Chucho Valdés Revisits Seminal 1972 Recording with a Sequel 46 Years Later
By: Matt Micucci

Chucho Valdés is one of the most highly accomplished and influential figures in the world of Latin and Afro-Cuban jazz. With his latest album, Jazz Batá 2, he revisits one of his most ambitious works: the small-group concept of his 1972 Cuban album Jazz Batá, which featured no drum set and was driven by the sound of the batá drum, a double-headed drum shaped like an hourglass with one end larger than the other that is primarily for the use of religious or semi-religious purposes for the native culture from the land of Yoruba, located in such countries as Valdés’ native Cuba.

Valdés’ 1972 band featured Carlos del Puerto on bass and Oscar Valdés on batá.
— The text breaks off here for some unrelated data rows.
PR #125, opened 2023-10-04
Fix "modules defined in multiple files" bug when modules are renamed

9999years:
This fixes a "modules defined in multiple files" bug when a module is renamed. The rename is interpreted as one module being deleted (which triggers a restart) and one module being added (which triggers an `:add`).

The bug is that it would restart `ghci`, thereby loading the new module, and then attempt to `:add` the new module anyways, which would fail.

### DIFF
--- a/src/ghci/mod.rs
+++ b/src/ghci/mod.rs
@@ -380,6 +380,9 @@ impl Ghci {
                 tracing::info!(%command, "Running after-restart command");
                 self.stdin.run_command(&mut self.stdout, command).await?;
             }
+            // Once we restart, everything is freshly loaded. We don't need to add or
+            // reload any other modules.
+            return Ok(());
         }
 
         if actions.needs_add_or_reload() {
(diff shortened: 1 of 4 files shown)


src/ghci/mod.rs
```diff
@@ -380,6 +380,9 @@ impl Ghci {
                 tracing::info!(%command, "Running after-restart command");
                 self.stdin.run_command(&mut self.stdout, command).await?;
             }
+            // Once we restart, everything is freshly loaded. We don't need to add or
+            // reload any other modules.
+            return Ok(());
```
9999years, line 385: This is the actual bug fix.

src/ghci/mod.rs
```diff
@@ -551,6 +554,11 @@ impl Ghci {
     /// Optionally returns a compilation result.
     #[instrument(skip(self), level = "debug")]
     async fn add_module(&mut self, path: &NormalPath) -> miette::Result<Option<CompilationResult>> {
+        if self.targets.contains_source_path(path.absolute())? {
+            tracing::debug!(%path, "Skipping `:add`ing already-loaded path");
+            return Ok(None);
+        }
```
9999years, line 560: This is _also_ sufficient to fix the bug. I'm adding it here in case I make this programming error in the future (calling `Ghci::add` on a file that's already part of the target set).

Gabriella439 (approved):

PR #141, opened 2023-10-16
Support `async:` commands

9999years:
This lets you prefix shell commands with `async:` to have them run asynchronously. This will let us do things like reindex hie files in the background.


parsonsmatt (approved):
Woo! This'll be a nice upgrade :)

PR #153, opened 2023-11-09
Parse eval commands when they end with EOF instead of a newline

9999years:
With an eval command at the end of the file and no newline at the end of the file, parsing fails.

This happens because [VS Code is a bad text editor](https://stackoverflow.com/questions/44704968/visual-studio-code-insert-newline-at-the-end-of-files) that doesn't respect [POSIX](https://stackoverflow.com/questions/729692/why-should-text-files-end-with-a-newline), which defines a line as:

> **3.206 Line**
> 
> A sequence of zero or more non- \<newline> characters plus a terminating \<newline> character.

No terminating newline? Not a line.

Anyways, we have to work around this because people aren't exactly going to stop using VS Code.

### DIFF
--- a/src/ghci/parse/lines.rs
+++ b/src/ghci/parse/lines.rs
@@ -1,18 +1,25 @@
-use winnow::combinator::terminated;
+use winnow::ascii::line_ending;
+use winnow::ascii::not_line_ending;
+use winnow::combinator::alt;
+use winnow::combinator::eof;
+use winnow::error::ContextError;
+use winnow::error::ErrMode;
 use winnow::stream::AsChar;
+use winnow::stream::Compare;
 use winnow::stream::FindSlice;
+use winnow::stream::SliceLen;
 use winnow::stream::Stream;
 use winnow::stream::StreamIsPartial;
-use winnow::token::take_until0;
 use winnow::PResult;
 use winnow::Parser;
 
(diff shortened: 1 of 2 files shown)


src/ghci/parse/lines.rs
```diff
@@ -1,18 +1,25 @@
...
 use winnow::stream::StreamIsPartial;
-use winnow::token::take_until0;
 use winnow::PResult;
 use winnow::Parser;
 
 /// Parse the rest of a line, including the newline character.
 pub fn rest_of_line<I>(input: &mut I) -> PResult<<I as Stream>::Slice>
 where
-    I: Stream + StreamIsPartial + for<'i> FindSlice<&'i str>,
+    I: Stream + StreamIsPartial + for<'i> FindSlice<&'i str> + for<'i> Compare<&'i str>,
```
parsonsmatt, line 19: What does the `for` keyword do here?

parsonsmatt (approved):
Great job! One question for my own curiosity

src/ghci/parse/lines.rs
9999years: It's basically a `forall`. Apparently they're called [higher ranked trait bounds](https://doc.rust-lang.org/nomicon/hrtb.html).

PR #156, opened 2023-11-20
Extract `ghci` restart logic

9999years:
NFCI


atruslow (approved):
This looks good to me 👍

PR #159, opened 2023-11-21
Allow customizing load-bearing sleeps

9999years:
The test suite features a load-bearing sleep of 1 second before writing. This makes the filesystem events get detected more reliably, for whatever reason.

This change allows disabling the load-bearing sleeps; this is typically needed to make several writes that all get detected together by `ghciwatch`.

### DIFF
--- a/test-harness/src/ghciwatch.rs
+++ b/test-harness/src/ghciwatch.rs
@@ -19,6 +19,7 @@ use crate::BaseMatcher;
 use crate::Checkpoint;
 use crate::CheckpointIndex;
 use crate::Event;
+use crate::Fs;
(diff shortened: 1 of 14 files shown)


test-harness/src/ghciwatch.rs
```diff
@@ -477,16 +482,26 @@ impl GhciWatch {
     pub fn pid(&self) -> u32 {
         self.pid
     }
+
+    /// Get the filesystem helpers.
+    pub fn fs(&self) -> &Fs {
```
Gabriella439, line 487: maybe make this a public field so you don't need the method

Gabriella439 (approved):

PR #161, opened 2023-11-22
Add more lifecycle shell hooks

9999years:
Forgot to add these. Probably worth making a better system with less of a combinatorial explosion to deal with.


Gabriella439 (approved):
This looks like it would conflict with https://github.com/MercuryTechnologies/ghciwatch/pull/161 but I assume you'll sort that out

PR #931, opened 2019-12-12
Modify Satellite role to get it working with the latest release

makentenza:
##### SUMMARY
Latest Satellite release is expecting different parameters from the one configured at the moment. Also the order on how the playbooks are executed needs to change as Satellite will prevent to install `firewalld` package if Satellite is installed before the package

##### ISSUE TYPE
The actual role is failing with 2 issues:

- `foreman-admin-username` and `foreman-admin-password` have been deprecated in favour of `foreman-initial-admin-username` and `foreman-initial-admin-password
- `firewalld` won't be installed due to packages been excluded by `foreman-protector`

##### COMPONENT NAME
Role `satellite-installation`

### DIFF
--- a/ansible/roles/satellite-installation/tasks/main.yml
+++ b/ansible/roles/satellite-installation/tasks/main.yml
@@ -1,3 +1,4 @@
 ---
-- import_tasks: satellite_installation.yml
 - import_tasks: firewalld.yml
+- import_tasks: satellite_installation.yml
+
--- a/ansible/roles/satellite-installation/tasks/satellite_installation.yml
+++ b/ansible/roles/satellite-installation/tasks/satellite_installation.yml
@@ -1,4 +1,9 @@
 ---
+
+- name: Ensure server hostname is set as FQDN hostname
+  hostname: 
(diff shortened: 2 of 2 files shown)


makentenza:
@miteshrh please have a look

miteshrh:
@makentenza Thank you for update, I have one doubt, Is this --foreman-initial-admin-username, --foreman-initial-admin-password option available for satellite version 6.4 ? if yes then we are good to go. 

FYI, This role was originally designed for 6.4 only.

makentenza:
@miteshrh right now the role will always install the latest Satellite version available since there is no version "locker" in the role, so for anyone using the role right now will fail.

https://github.com/redhat-cop/agnosticd/blob/development/ansible/roles/satellite-installation/tasks/satellite_installation.yml#L11-L26

miteshrh:
@makentenza, I updated existing satellite installation role with extendable capabilities. Let my PR get merge then you can check if it works else update the role and create new PR. Thanks

makentenza:
Closing as this is covered already by #946

PR #932, opened 2019-12-12
Fix issues with NFS and RHEL 8

makentenza:
##### SUMMARY
There are several changes happening in RHEL 8 regarding NFS Server service. As an example the following ones that prevent using this role as-is:

https://access.redhat.com/documentation/en-us/red_hat_enterprise_linux/8/html-single/considerations_in_adopting_rhel_8/index#the-nobody-user-replaces-nfsnobody_shells-and-command-line-tools

https://access.redhat.com/documentation/en-us/red_hat_enterprise_linux/8/html-single/considerations_in_adopting_rhel_8/index#the-etc-sysconfig-nfs-file-and-legacy-nfs-service-names-are-no-longer-available_file-systems-and-storage

In order to evaluate the RHEL major version for some tasks, some conditionals have been added to configure the system accordingly to the corresponding RHEL release

##### ISSUE TYPE
Role not working in RHEL 8

##### COMPONENT NAME
Role host-ocp-nfs

### DIFF
--- a/ansible/roles/host-ocp-nfs/handlers/main.yml
+++ b/ansible/roles/host-ocp-nfs/handlers/main.yml
@@ -13,7 +13,7 @@
     - /var/named
     - /etc/named.conf
 
-- name: restart nfs services
+- name: restart nfs services 7
   service:
     name: '{{  item }}'
     enabled: true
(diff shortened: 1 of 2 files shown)


makentenza:
@wkulhanek @pranavgaikwad I think you guys maintain this role. Could you please have a look to this quick PR?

The two virtuosi would subsequently be charter members of Irakere, whose explosive popularity in 1973 inspired Valdes to set aside his batá-driven small-group project until now, with the release of Jazz Batá 2, which finds him exploring the format “with more resources, in every sense,” he explains via a press release, “with a wider panorama.”

One song from Jazz Batá 2, titled “100 Años de Bebo (100 years of Bebo)” is a tune by Bebo rescued from oblivion by his son, and one of two songs on the album to also feature violinist Regina Carter. “No one’s heard this tune,” says the Chucho. “I’m the only person who knows it. When I was a child, Bebo played it on the piano at home. Just a tune, very beautiful, and as many times as he played it, it always captured my attention. I don’t believe he ever recorded it. since it’s his centenary, I added an introduction, I put a tumbao at the end, and recorded it.”